====== DATA SECTION ======
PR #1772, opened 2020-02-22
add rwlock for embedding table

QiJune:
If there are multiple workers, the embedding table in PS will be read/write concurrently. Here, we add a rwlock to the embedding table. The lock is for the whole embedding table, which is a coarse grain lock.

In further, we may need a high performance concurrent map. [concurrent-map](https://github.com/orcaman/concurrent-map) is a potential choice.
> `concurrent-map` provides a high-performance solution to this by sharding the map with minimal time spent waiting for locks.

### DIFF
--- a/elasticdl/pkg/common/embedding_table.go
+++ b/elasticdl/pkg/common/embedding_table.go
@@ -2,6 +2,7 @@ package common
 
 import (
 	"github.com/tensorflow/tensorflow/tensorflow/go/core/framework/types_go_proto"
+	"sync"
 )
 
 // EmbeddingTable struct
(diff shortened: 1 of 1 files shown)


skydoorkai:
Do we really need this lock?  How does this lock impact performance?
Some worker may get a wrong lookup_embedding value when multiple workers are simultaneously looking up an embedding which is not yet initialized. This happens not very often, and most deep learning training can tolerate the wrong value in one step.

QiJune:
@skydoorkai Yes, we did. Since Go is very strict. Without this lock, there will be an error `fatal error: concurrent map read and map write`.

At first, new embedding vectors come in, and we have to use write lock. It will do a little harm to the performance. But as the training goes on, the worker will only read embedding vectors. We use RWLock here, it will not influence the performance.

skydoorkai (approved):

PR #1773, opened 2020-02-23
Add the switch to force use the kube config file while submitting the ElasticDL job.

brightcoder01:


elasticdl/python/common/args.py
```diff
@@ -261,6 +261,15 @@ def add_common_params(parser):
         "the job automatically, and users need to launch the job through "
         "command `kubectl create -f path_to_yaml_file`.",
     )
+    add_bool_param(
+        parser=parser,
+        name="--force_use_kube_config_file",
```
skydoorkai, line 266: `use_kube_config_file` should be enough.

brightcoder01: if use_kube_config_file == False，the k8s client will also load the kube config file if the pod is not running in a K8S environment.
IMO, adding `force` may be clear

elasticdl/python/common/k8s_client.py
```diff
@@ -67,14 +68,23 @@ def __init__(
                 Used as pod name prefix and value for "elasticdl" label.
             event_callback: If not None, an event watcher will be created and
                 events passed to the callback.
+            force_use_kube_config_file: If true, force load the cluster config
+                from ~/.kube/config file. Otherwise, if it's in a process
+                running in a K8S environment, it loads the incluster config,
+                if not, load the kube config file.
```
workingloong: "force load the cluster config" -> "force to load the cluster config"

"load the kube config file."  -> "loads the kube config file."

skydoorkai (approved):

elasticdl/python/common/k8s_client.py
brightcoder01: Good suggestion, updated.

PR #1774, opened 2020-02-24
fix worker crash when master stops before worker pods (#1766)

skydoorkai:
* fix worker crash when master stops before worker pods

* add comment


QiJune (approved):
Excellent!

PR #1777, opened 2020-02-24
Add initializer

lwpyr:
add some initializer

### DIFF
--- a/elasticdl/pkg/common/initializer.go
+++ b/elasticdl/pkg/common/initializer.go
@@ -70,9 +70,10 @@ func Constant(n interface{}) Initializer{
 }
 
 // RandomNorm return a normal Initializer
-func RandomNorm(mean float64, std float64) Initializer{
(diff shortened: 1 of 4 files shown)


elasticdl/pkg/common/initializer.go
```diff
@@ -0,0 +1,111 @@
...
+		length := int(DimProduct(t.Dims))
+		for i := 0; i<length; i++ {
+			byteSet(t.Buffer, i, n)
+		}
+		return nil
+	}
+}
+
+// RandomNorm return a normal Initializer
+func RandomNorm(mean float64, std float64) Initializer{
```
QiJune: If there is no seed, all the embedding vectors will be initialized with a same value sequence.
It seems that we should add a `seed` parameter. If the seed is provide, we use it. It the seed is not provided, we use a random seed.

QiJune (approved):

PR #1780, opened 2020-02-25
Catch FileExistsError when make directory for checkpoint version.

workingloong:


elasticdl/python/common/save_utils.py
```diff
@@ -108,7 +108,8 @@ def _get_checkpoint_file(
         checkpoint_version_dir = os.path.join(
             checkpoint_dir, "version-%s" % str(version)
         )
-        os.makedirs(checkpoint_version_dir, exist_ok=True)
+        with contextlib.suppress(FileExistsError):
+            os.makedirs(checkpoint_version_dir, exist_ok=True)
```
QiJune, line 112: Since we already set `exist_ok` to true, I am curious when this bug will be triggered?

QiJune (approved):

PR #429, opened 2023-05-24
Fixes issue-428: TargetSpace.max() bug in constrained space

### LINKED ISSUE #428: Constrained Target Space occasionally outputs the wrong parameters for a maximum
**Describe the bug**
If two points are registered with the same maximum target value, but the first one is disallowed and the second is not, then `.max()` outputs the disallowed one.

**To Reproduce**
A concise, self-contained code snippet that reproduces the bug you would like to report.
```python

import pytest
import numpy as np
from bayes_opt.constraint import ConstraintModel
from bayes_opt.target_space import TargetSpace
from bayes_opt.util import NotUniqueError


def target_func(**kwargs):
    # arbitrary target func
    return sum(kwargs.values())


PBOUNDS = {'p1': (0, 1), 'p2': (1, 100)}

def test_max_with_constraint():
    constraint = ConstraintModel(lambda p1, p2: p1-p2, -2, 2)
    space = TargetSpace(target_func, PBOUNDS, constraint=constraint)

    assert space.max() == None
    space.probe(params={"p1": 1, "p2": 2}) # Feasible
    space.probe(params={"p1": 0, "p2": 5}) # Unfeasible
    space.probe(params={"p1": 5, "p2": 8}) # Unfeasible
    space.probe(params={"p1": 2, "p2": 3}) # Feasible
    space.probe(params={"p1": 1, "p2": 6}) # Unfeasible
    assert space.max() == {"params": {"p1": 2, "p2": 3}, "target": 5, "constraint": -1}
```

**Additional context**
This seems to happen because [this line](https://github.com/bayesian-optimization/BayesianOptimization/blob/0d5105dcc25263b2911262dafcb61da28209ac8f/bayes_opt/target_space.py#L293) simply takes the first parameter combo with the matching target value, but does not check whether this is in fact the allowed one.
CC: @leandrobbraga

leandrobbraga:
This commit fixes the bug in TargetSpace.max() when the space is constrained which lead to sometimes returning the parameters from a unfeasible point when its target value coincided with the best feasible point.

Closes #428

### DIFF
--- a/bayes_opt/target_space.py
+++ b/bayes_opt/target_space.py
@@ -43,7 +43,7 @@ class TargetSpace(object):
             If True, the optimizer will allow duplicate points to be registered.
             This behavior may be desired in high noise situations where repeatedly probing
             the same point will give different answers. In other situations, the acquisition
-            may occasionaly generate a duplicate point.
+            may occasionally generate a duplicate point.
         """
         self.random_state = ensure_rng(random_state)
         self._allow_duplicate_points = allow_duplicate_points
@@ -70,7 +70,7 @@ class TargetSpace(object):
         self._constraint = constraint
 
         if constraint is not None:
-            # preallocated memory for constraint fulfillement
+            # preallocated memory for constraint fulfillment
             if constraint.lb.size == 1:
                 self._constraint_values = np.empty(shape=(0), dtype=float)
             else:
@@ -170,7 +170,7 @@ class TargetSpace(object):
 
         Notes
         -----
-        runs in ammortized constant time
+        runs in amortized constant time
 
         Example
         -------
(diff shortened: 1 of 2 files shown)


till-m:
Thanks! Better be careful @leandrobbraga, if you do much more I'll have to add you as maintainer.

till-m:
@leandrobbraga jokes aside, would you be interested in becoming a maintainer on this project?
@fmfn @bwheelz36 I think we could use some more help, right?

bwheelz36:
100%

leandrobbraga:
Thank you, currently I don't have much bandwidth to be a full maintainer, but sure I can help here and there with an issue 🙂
======
#### EXERCISE INSTRUCTIONS:
Set down every entry exactly as given.

#### SOLUTION:
PR #1772, opened 2020-02-22
add rwlock for embedding table

QiJune:
If there are multiple workers, the embedding table in PS will be read/write concurrently. Here, we add a rwlock to the embedding table. The lock is for the whole embedding table, which is a coarse grain lock.

In further, we may need a high performance concurrent map. [concurrent-map](https://github.com/orcaman/concurrent-map) is a potential choice.
> `concurrent-map` provides a high-performance solution to this by sharding the map with minimal time spent waiting for locks.

### DIFF
--- a/elasticdl/pkg/common/embedding_table.go
+++ b/elasticdl/pkg/common/embedding_table.go
@@ -2,6 +2,7 @@ package common
 
 import (
 	"github.com/tensorflow/tensorflow/tensorflow/go/core/framework/types_go_proto"
+	"sync"
 )
 
 // EmbeddingTable struct
(diff shortened: 1 of 1 files shown)


skydoorkai:
Do we really need this lock?  How does this lock impact performance?
Some worker may get a wrong lookup_embedding value when multiple workers are simultaneously looking up an embedding which is not yet initialized. This happens not very often, and most deep learning training can tolerate the wrong value in one step.

QiJune:
@skydoorkai Yes, we did. Since Go is very strict. Without this lock, there will be an error `fatal error: concurrent map read and map write`.

At first, new embedding vectors come in, and we have to use write lock. It will do a little harm to the performance. But as the training goes on, the worker will only read embedding vectors. We use RWLock here, it will not influence the performance.

skydoorkai (approved):

PR #1773, opened 2020-02-23
Add the switch to force use the kube config file while submitting the ElasticDL job.

brightcoder01:


elasticdl/python/common/args.py
```diff
@@ -261,6 +261,15 @@ def add_common_params(parser):
         "the job automatically, and users need to launch the job through "
         "command `kubectl create -f path_to_yaml_file`.",
     )
+    add_bool_param(
+        parser=parser,
+        name="--force_use_kube_config_file",
```
skydoorkai, line 266: `use_kube_config_file` should be enough.

brightcoder01: if use_kube_config_file == False，the k8s client will also load the kube config file if the pod is not running in a K8S environment.
IMO, adding `force` may be clear

elasticdl/python/common/k8s_client.py
```diff
@@ -67,14 +68,23 @@ def __init__(
                 Used as pod name prefix and value for "elasticdl" label.
             event_callback: If not None, an event watcher will be created and
                 events passed to the callback.
+            force_use_kube_config_file: If true, force load the cluster config
+                from ~/.kube/config file. Otherwise, if it's in a process
+                running in a K8S environment, it loads the incluster config,
+                if not, load the kube config file.
```
workingloong: "force load the cluster config" -> "force to load the cluster config"

"load the kube config file."  -> "loads the kube config file."

skydoorkai (approved):

elasticdl/python/common/k8s_client.py
brightcoder01: Good suggestion, updated.

PR #1774, opened 2020-02-24
fix worker crash when master stops before worker pods (#1766)

skydoorkai:
* fix worker crash when master stops before worker pods

* add comment


QiJune (approved):
Excellent!

PR #1777, opened 2020-02-24
Add initializer

lwpyr:
add some initializer

### DIFF
--- a/elasticdl/pkg/common/initializer.go
+++ b/elasticdl/pkg/common/initializer.go
@@ -70,9 +70,10 @@ func Constant(n interface{}) Initializer{
 }
 
 // RandomNorm return a normal Initializer
-func RandomNorm(mean float64, std float64) Initializer{
(diff shortened: 1 of 4 files shown)


elasticdl/pkg/common/initializer.go
```diff
@@ -0,0 +1,111 @@
...
+		length := int(DimProduct(t.Dims))
+		for i := 0; i<length; i++ {
+			byteSet(t.Buffer, i, n)
+		}
+		return nil
+	}
+}
+
+// RandomNorm return a normal Initializer
+func RandomNorm(mean float64, std float64) Initializer{
```
QiJune: If there is no seed, all the embedding vectors will be initialized with a same value sequence.
It seems that we should add a `seed` parameter. If the seed is provide, we use it. It the seed is not provided, we use a random seed.

QiJune (approved):

PR #1780, opened 2020-02-25
Catch FileExistsError when make directory for checkpoint version.

workingloong:


elasticdl/python/common/save_utils.py
```diff
@@ -108,7 +108,8 @@ def _get_checkpoint_file(
         checkpoint_version_dir = os.path.join(
             checkpoint_dir, "version-%s" % str(version)
         )
-        os.makedirs(checkpoint_version_dir, exist_ok=True)
+        with contextlib.suppress(FileExistsError):
+            os.makedirs(checkpoint_version_dir, exist_ok=True)
```
QiJune, line 112: Since we already set `exist_ok` to true, I am curious when this bug will be triggered?

QiJune (approved):

PR #429, opened 2023-05-24
Fixes issue-428: TargetSpace.max() bug in constrained space

### LINKED ISSUE #428: Constrained Target Space occasionally outputs the wrong parameters for a maximum
**Describe the bug**
If two points are registered with the same maximum target value, but the first one is disallowed and the second is not, then `.max()` outputs the disallowed one.

**To Reproduce**
A concise, self-contained code snippet that reproduces the bug you would like to report.
```python

import pytest
import numpy as np
from bayes_opt.constraint import ConstraintModel
from bayes_opt.target_space import TargetSpace
from bayes_opt.util import NotUniqueError


def target_func(**kwargs):
    # arbitrary target func
    return sum(kwargs.values())


PBOUNDS = {'p1': (0, 1), 'p2': (1, 100)}

def test_max_with_constraint():
    constraint = ConstraintModel(lambda p1, p2: p1-p2, -2, 2)
    space = TargetSpace(target_func, PBOUNDS, constraint=constraint)

    assert space.max() == None
    space.probe(params={"p1": 1, "p2": 2}) # Feasible
    space.probe(params={"p1": 0, "p2": 5}) # Unfeasible
    space.probe(params={"p1": 5, "p2": 8}) # Unfeasible
    space.probe(params={"p1": 2, "p2": 3}) # Feasible
    space.probe(params={"p1": 1, "p2": 6}) # Unfeasible
    assert space.max() == {"params": {"p1": 2, "p2": 3}, "target": 5, "constraint": -1}
```

**Additional context**
This seems to happen because [this line](https://github.com/bayesian-optimization/BayesianOptimization/blob/0d5105dcc25263b2911262dafcb61da28209ac8f/bayes_opt/target_space.py#L293) simply takes the first parameter combo with the matching target value, but does not check whether this is in fact the allowed one.
CC: @leandrobbraga

leandrobbraga:
This commit fixes the bug in TargetSpace.max() when the space is constrained which lead to sometimes returning the parameters from a unfeasible point when its target value coincided with the best feasible point.

Closes #428

### DIFF
--- a/bayes_opt/target_space.py
+++ b/bayes_opt/target_space.py
@@ -43,7 +43,7 @@ class TargetSpace(object):
             If True, the optimizer will allow duplicate points to be registered.
             This behavior may be desired in high noise situations where repeatedly probing
             the same point will give different answers. In other situations, the acquisition
-            may occasionaly generate a duplicate point.
+            may occasionally generate a duplicate point.
         """
         self.random_state = ensure_rng(random_state)
         self._allow_duplicate_points = allow_duplicate_points
@@ -70,7 +70,7 @@ class TargetSpace(object):
         self._constraint = constraint
 
         if constraint is not None:
-            # preallocated memory for constraint fulfillement
+            # preallocated memory for constraint fulfillment
             if constraint.lb.size == 1:
                 self._constraint_values = np.empty(shape=(0), dtype=float)
             else:
@@ -170,7 +170,7 @@ class TargetSpace(object):
 
         Notes
         -----
-        runs in ammortized constant time
+        runs in amortized constant time
 
         Example
         -------
(diff shortened: 1 of 2 files shown)


till-m:
Thanks! Better be careful @leandrobbraga, if you do much more I'll have to add you as maintainer.

till-m:
@leandrobbraga jokes aside, would you be interested in becoming a maintainer on this project?
@fmfn @bwheelz36 I think we could use some more help, right?

bwheelz36:
100%

leandrobbraga:
Thank you, currently I don't have much bandwidth to be a full maintainer, but sure I can help here and there with an issue 🙂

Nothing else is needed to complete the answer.